Records from a data source:
* * *

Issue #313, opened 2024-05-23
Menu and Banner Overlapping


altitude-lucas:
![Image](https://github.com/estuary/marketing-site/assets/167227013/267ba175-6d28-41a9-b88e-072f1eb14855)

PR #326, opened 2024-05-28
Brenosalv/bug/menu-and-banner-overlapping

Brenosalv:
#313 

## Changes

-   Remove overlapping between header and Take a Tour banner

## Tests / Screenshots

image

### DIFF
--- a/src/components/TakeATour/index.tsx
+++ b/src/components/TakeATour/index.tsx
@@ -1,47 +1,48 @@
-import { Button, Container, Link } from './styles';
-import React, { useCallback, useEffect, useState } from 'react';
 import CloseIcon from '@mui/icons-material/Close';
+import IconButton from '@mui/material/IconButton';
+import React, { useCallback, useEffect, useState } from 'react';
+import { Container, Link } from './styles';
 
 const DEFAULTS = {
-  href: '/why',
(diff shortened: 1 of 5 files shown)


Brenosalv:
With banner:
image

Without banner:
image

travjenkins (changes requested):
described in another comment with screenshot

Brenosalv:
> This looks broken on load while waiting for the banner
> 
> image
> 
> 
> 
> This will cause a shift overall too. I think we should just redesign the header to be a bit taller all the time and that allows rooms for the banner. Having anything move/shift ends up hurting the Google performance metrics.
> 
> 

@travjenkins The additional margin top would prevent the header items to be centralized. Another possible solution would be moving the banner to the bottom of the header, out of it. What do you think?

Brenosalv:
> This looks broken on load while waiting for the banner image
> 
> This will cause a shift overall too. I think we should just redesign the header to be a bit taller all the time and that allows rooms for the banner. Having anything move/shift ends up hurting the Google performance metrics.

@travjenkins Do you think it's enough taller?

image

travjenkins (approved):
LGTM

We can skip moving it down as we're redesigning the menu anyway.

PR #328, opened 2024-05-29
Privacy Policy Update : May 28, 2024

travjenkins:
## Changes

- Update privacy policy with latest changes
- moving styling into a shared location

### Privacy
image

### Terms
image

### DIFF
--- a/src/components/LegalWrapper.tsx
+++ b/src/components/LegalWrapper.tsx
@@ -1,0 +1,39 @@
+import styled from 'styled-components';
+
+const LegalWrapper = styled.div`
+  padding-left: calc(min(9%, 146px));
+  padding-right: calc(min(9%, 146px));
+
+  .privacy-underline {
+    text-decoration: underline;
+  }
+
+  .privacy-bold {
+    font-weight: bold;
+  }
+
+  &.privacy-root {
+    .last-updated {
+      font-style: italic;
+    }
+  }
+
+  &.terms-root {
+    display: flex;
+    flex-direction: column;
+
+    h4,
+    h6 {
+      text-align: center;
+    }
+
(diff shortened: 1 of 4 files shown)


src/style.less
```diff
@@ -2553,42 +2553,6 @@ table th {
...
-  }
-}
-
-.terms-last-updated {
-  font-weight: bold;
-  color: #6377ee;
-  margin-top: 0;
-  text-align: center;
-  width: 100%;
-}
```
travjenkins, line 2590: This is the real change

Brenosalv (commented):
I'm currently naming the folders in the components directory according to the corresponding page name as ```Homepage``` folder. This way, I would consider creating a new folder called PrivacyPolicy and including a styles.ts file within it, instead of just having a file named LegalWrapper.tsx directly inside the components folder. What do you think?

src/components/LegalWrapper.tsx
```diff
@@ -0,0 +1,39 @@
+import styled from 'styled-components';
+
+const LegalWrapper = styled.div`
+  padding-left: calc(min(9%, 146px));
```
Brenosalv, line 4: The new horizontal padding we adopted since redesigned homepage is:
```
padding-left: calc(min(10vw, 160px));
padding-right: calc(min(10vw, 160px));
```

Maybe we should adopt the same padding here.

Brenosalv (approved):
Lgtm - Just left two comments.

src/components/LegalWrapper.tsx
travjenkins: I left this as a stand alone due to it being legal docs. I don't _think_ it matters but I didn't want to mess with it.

* * *

Exercise prompt: Repeat every entry exactly as written above.

Output of the exercise:
Issue #313, opened 2024-05-23
Menu and Banner Overlapping


altitude-lucas:
![Image](https://github.com/estuary/marketing-site/assets/167227013/267ba175-6d28-41a9-b88e-072f1eb14855)

PR #326, opened 2024-05-28
Brenosalv/bug/menu-and-banner-overlapping

Brenosalv:
#313 

## Changes

-   Remove overlapping between header and Take a Tour banner

## Tests / Screenshots

image

### DIFF
--- a/src/components/TakeATour/index.tsx
+++ b/src/components/TakeATour/index.tsx
@@ -1,47 +1,48 @@
-import { Button, Container, Link } from './styles';
-import React, { useCallback, useEffect, useState } from 'react';
 import CloseIcon from '@mui/icons-material/Close';
+import IconButton from '@mui/material/IconButton';
+import React, { useCallback, useEffect, useState } from 'react';
+import { Container, Link } from './styles';
 
 const DEFAULTS = {
-  href: '/why',
(diff shortened: 1 of 5 files shown)


Brenosalv:
With banner:
image

Without banner:
image

travjenkins (changes requested):
described in another comment with screenshot

Brenosalv:
> This looks broken on load while waiting for the banner
> 
> image
> 
> 
> 
> This will cause a shift overall too. I think we should just redesign the header to be a bit taller all the time and that allows rooms for the banner. Having anything move/shift ends up hurting the Google performance metrics.
> 
> 

@travjenkins The additional margin top would prevent the header items to be centralized. Another possible solution would be moving the banner to the bottom of the header, out of it. What do you think?

Brenosalv:
> This looks broken on load while waiting for the banner image
> 
> This will cause a shift overall too. I think we should just redesign the header to be a bit taller all the time and that allows rooms for the banner. Having anything move/shift ends up hurting the Google performance metrics.

@travjenkins Do you think it's enough taller?

image

travjenkins (approved):
LGTM

We can skip moving it down as we're redesigning the menu anyway.

PR #328, opened 2024-05-29
Privacy Policy Update : May 28, 2024

travjenkins:
## Changes

- Update privacy policy with latest changes
- moving styling into a shared location

### Privacy
image

### Terms
image

### DIFF
--- a/src/components/LegalWrapper.tsx
+++ b/src/components/LegalWrapper.tsx
@@ -1,0 +1,39 @@
+import styled from 'styled-components';
+
+const LegalWrapper = styled.div`
+  padding-left: calc(min(9%, 146px));
+  padding-right: calc(min(9%, 146px));
+
+  .privacy-underline {
+    text-decoration: underline;
+  }
+
+  .privacy-bold {
+    font-weight: bold;
+  }
+
+  &.privacy-root {
+    .last-updated {
+      font-style: italic;
+    }
+  }
+
+  &.terms-root {
+    display: flex;
+    flex-direction: column;
+
+    h4,
+    h6 {
+      text-align: center;
+    }
+
(diff shortened: 1 of 4 files shown)


src/style.less
```diff
@@ -2553,42 +2553,6 @@ table th {
...
-  }
-}
-
-.terms-last-updated {
-  font-weight: bold;
-  color: #6377ee;
-  margin-top: 0;
-  text-align: center;
-  width: 100%;
-}
```
travjenkins, line 2590: This is the real change

Brenosalv (commented):
I'm currently naming the folders in the components directory according to the corresponding page name as ```Homepage``` folder. This way, I would consider creating a new folder called PrivacyPolicy and including a styles.ts file within it, instead of just having a file named LegalWrapper.tsx directly inside the components folder. What do you think?

src/components/LegalWrapper.tsx
```diff
@@ -0,0 +1,39 @@
+import styled from 'styled-components';
+
+const LegalWrapper = styled.div`
+  padding-left: calc(min(9%, 146px));
```
Brenosalv, line 4: The new horizontal padding we adopted since redesigned homepage is:
```
padding-left: calc(min(10vw, 160px));
padding-right: calc(min(10vw, 160px));
```

Maybe we should adopt the same padding here.

Brenosalv (approved):
Lgtm - Just left two comments.

src/components/LegalWrapper.tsx
travjenkins: I left this as a stand alone due to it being legal docs. I don't _think_ it matters but I didn't want to mess with it.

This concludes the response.